WHAT NEEDS TO BE DONE: Please return every line of the records below that holds the word "else".

RECORDS PROVIDED:
PR #13421, opened 2022-11-17
[MetaSchedule] Fix Dynamic Loop from AutoBinding

zxybazh:
This PR fixes an issue that would cause dynamic loop when reorder is applied during auto binding incorrectly. This would cause failed cuda kernel generation. This PR provided a fix by changing the loop to fuse blocks.

Test is also added and locally tested on `nvidia/geforce-rtx-3070` target.

Thanks for @junrushao for the guidance and @yelite for reporting this issue.

### DIFF
--- a/src/meta_schedule/schedule/cuda/thread_bind.cc
+++ b/src/meta_schedule/schedule/cuda/thread_bind.cc
@@ -55,14 +55,14 @@ std::function<ExprRV(int64_t)> MakeFactorSampler(Schedule sch, Array<Integer> th
 
 Array<LoopRV> BindSpatialLoop(Schedule sch, LoopRV loop, int64_t max_threadblocks,
                               int64_t max_threads_per_block,
-                              std::function<ExprRV(int64_t)> get_factor, bool allow_reorder) {
+                              std::function<ExprRV(int64_t)> get_factor) {
   int64_t extent = -1;
   if (const int64_t* e = as_const_int(sch->Get(loop)->extent)) {
     extent = *e;
   } else {
     extent = std::numeric_limits<int64_t>::max();
   }
-  if (extent <= max_threadblocks * max_threads_per_block || !allow_reorder) {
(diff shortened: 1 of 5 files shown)


zxybazh:
CC @junrushao @Hzfengsy

src/meta_schedule/schedule/cuda/thread_bind.cc
```diff
@@ -55,14 +55,14 @@ std::function<ExprRV(int64_t)> MakeFactorSampler(Schedule sch, Array<Integer> th
...
   if (const int64_t* e = as_const_int(sch->Get(loop)->extent)) {
     extent = *e;
   } else {
     extent = std::numeric_limits<int64_t>::max();
   }
-  if (extent <= max_threadblocks * max_threads_per_block) {
+  if (extent <= max_threadblocks * max_threads_per_block || !allow_reorder) {
     if (!get_factor) {
       get_factor = MakeFactorSampler(sch, {32, 64, 128, 256, 512, 1024});
     }
```
junrushao, line 68: let's instead do this:

```c++
if (extent <= xxx) {
} else if (allow_reorder) {
  split by [None, max_threadblocks, max_threads_per_block];
} else {
  split by [max_threadblocks, max_threads_per_block, None];
}
```

tests/python/unittest/test_meta_schedule_tune_tir.py
```diff
@@ -32,6 +32,96 @@
 logging.basicConfig()
 logging.getLogger("tvm.meta_schedule").setLevel(logging.DEBUG)
 
+# fmt: off
+@tvm.script.ir_module
```
junrushao, line 36: please move this test to `tests/python/unittest/test_meta_schedule_space_cuda_winograd.py`

zxybazh:
Test integrated into the cuda winograd search space. Please take a 2nd look, thanks!

junrushao (approved):
LGTM!

PR #13423, opened 2022-11-17
[TOPI] Add handwritten matvec for dynamic cases

tkonolige:
Add a handwritten matrix-vector multiplication implementation for dynamic cases on cpu. This avoids crashing when a dynamic shape is present. Only supports vector LHS and float32 for now.

### DIFF
--- a/python/tvm/relay/op/strategy/x86.py
+++ b/python/tvm/relay/op/strategy/x86.py
@@ -518,9 +518,9 @@ def dense_strategy_cpu(attrs, inputs, out_type, target):
     strategy = _op.OpStrategy()
     # For dynamic matrix-vector multiply we use a hand written kernel.
     if (
-        inputs[0].shape[0] == 1
-        and is_dynamic_shape(inputs[0].shape)
-        or is_dynamic_shape(inputs[1].shape)
+        isinstance(inputs[0].shape[0], (int, tir.IntImm))
+        and inputs[0].shape[0] == 1
+        and (is_dynamic_shape(inputs[0].shape) or is_dynamic_shape(inputs[1].shape))
     ):
         strategy.add_implementation(
             wrap_compute_dense(topi.x86.dense_dynamic),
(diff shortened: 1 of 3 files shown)


python/tvm/relay/op/strategy/x86.py
```diff
@@ -507,10 +507,26 @@ def matmul_strategy_cpu(attrs, inputs, out_type, target):
     return strategy
 
 
+def is_any(shape):
```
jwfromm, line 510: `is_dynamic` might be a more appropriate name for this function.

python/tvm/relay/op/strategy/x86.py
```diff
@@ -507,10 +507,26 @@ def matmul_strategy_cpu(attrs, inputs, out_type, target):
...
+
+
 @dense_strategy.register("cpu")
 def dense_strategy_cpu(attrs, inputs, out_type, target):
     """dense x86 strategy"""
+
     strategy = _op.OpStrategy()
+    # For dynamic shapes we use a hand written kernel. Right now it only
+    # supports matrix-vector multiplication.
+    if is_any(inputs[0].shape) or is_any(inputs[1].shape):
```
jwfromm, line 521: should we check the size of `inputs[0]` to make sure its a vector before dispatching?

jwfromm (approved):
This all makes sense to me, I left a few nitpicks but otherwise should be good to go.

python/tvm/relay/op/strategy/x86.py
tkonolige: Added a check in the implementation.

python/tvm/relay/op/strategy/x86.py
tkonolige: renamed to `is_dynamic_shape`

tkonolige:
@jwfromm a change: the dynamic kernel usage is predicated on it being a matrix-vector multiply instead of asserting within the kernel. Apparently there are some other code paths that do dynamic matmul that I broke.

jwfromm:
Yeah that makes perfect sense to me, good change.

tkonolige:
@tvm-bot rerun

michalpiszczek:
@tvm-bot rerun

michalpiszczek:
@tvm-bot rerun

junrushao (approved):
LGTM!

PR #13429, opened 2022-11-18
[TIR][Schedule] Add condition to check buffer type

abhikran-quic:
Add condition to check buffer type while creating array for padding.
This check is helpful to ensure that `buffer_obj` data type should be similar to `pad_value` type.

Co-authored by: Anirudh Sundar Subramaniam <quic_sanirudh@quicinc.com>

cc: @Lunderberg


python/tvm/tir/schedule/schedule.py
```diff
@@ -2751,10 +2751,14 @@ def two_elementwise_transformed_intermediate_buffer(a: T.handle, c: T.handle) ->
             # buffer's type.  If the default `tvm.runtime.convert`
             # behavior is applied, these would be converted to
             # int32/float32, which may not match the buffer's type.
-            if isinstance(pad_value, int):
+            if "int" in buffer_obj.dtype and isinstance(pad_value, int):
                 pad_value = IntImm(buffer_obj.dtype, pad_value)
-            elif isinstance(pad_value, float):
+            elif "float" in buffer_obj.dtype and isinstance(pad_value, float):
                 pad_value = FloatImm(buffer_obj.dtype, pad_value)
+            else:
```
Lunderberg, line 2758: I like the change overall, to avoid constructing an `IntImm` for type `float64`, but this `else` case should be removed.  There's an existing check on the C++ side [here](https://github.com/apache/tvm/blob/main/src/tir/schedule/primitive/layout_transformation.cc#L1073), which validates the resulting type.  The python-side type coercion is only necessary to avoid ambiguous conversions.

tests/python/unittest/test_tir_schedule_transform_layout.py
```diff
@@ -533,6 +533,21 @@ def before():
...
+    pad_value = tvm.testing.parameter(0)
+
+    def before():
+        A = T.alloc_buffer(14, "float32")
+        for i in T.serial(14):
+            with T.block("block"):
+                vi = T.axis.remap("S", [i])
+                A[vi] = 0
+
+    expected = TypeError
```
Lunderberg, line 548: Does the behavior here differ from [TestErrorOnWrongPaddingType](https://github.com/apache/tvm/blob/main/tests/python/unittest/test_tir_schedule_transform_layout.py#L521)?  Other than the type of error thrown, it looks like they are testing the same behavior.

Lunderberg (changes requested):
I like the change overall, though it looks like it could raise type errors if the pad value is already a `PrimExpr`.  A couple of suggestions to improve the fix.

abhikran-quic (commented):
Thank you @Lunderberg for the review! I've added my comments as well. 
Sorry for replying back late. I was not well last week.

abhikran-quic:
@tvm-bot rerun

tests/python/unittest/test_tir_schedule_transform_layout.py
Lunderberg: Ah, got it.  A test of usage error where an entirely incompatible type is being passed, rather than just a test that requires a different Python to TIR conversion.  Thank you!

Lunderberg (approved):

PR #13431, opened 2022-11-18
[TE][TIR] Improved naming when converting TE to schedulable TIR

Lunderberg:
Prior to this commit, loop iterators were named `i0`, `i1`, and so on, while the `BlockNode::iter_vars` used the name from the TE `IterVar`. As a result, after `BlockNode::iter_vars` is lowered out, the resulting `PrimFunc` no longer contained the user-generated iterator names.  This commit updates the TIR conversion so that the loop iterators take the name of the TE `IterVar`, and the `BlockNode::iter_vars` are named `v_$IterVarName`.


junrushao:
CC: @Hzfengsy

Hzfengsy (approved):

PR #13432, opened 2022-11-18
[TIR][TVMScript] Cleaner printing of And/Or chains

Lunderberg:
Even though the operator precedence of `And` has a higher precedence than `Or`, removing parentheses based on this precedence can harm readability.  This commit adds an exception to the TVMScript rules for parentheses, to always insert parentheses between `And` and `Or` operators.

In addition, adding a rewrite rule to preferentially produce And/Or chains that may be expressed in a single left-associative chain of operators.

Between these two changes, the readability of boolean expressions can be improved.  Below is the motivating example for this change.  In each case, the output had been passed through the `black` formatter. Both expressions are equivalent, but the before-case was much more difficult to read.

```python
x = (
    AAA == 0
    and BBB < 4
    or AAA == 7
    and 6 <= BBB
    or (CCC == 0 and DDD < 4 or CCC == 7 and 6 <= DDD)
)

x = (
    (AAA == 0 and BBB < 4)
    or (AAA == 7 and 6 <= BBB)
    or (CCC == 0 and DDD < 4)
    or (CCC == 7 and 6 <= DDD)
)
```

### DIFF
--- a/src/arith/rewrite_simplify.cc
+++ b/src/arith/rewrite_simplify.cc
@@ -1732,7 +1732,7 @@ PrimExpr RewriteSimplifier::Impl::VisitExpr_(const AndNode* op) {
   }
 
   // Pattern var to match any expression
-  PVar<PrimExpr> x, y;
+  PVar<PrimExpr> x, y, z;
   // Pattern var match IntImm
   PVar<IntImm> c1, c2, c3;
   PVar<int> lanes;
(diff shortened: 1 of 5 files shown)


junrushao:
CC: @yelite

yelite:
This looks good to me! Can you also add some unit tests to the `test_tvmscript_roundtrip.py`?

yelite (approved):

Lunderberg:
> This looks good to me! Can you also add some unit tests to the `test_tvmscript_roundtrip.py`?

Certainly, and added!

junrushao (approved):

TASK SOLUTION:
   } else {
   } else {
} else if (allow_reorder) {
} else {
+            else:
Lunderberg, line 2758: I like the change overall, to avoid constructing an `IntImm` for type `float64`, but this `else` case should be removed.  There's an existing check on the C++ side [here](https://github.com/apache/tvm/blob/main/src/tir/schedule/primitive/layout_transformation.cc#L1073), which validates the resulting type.  The python-side type coercion is only necessary to avoid ambiguous conversions.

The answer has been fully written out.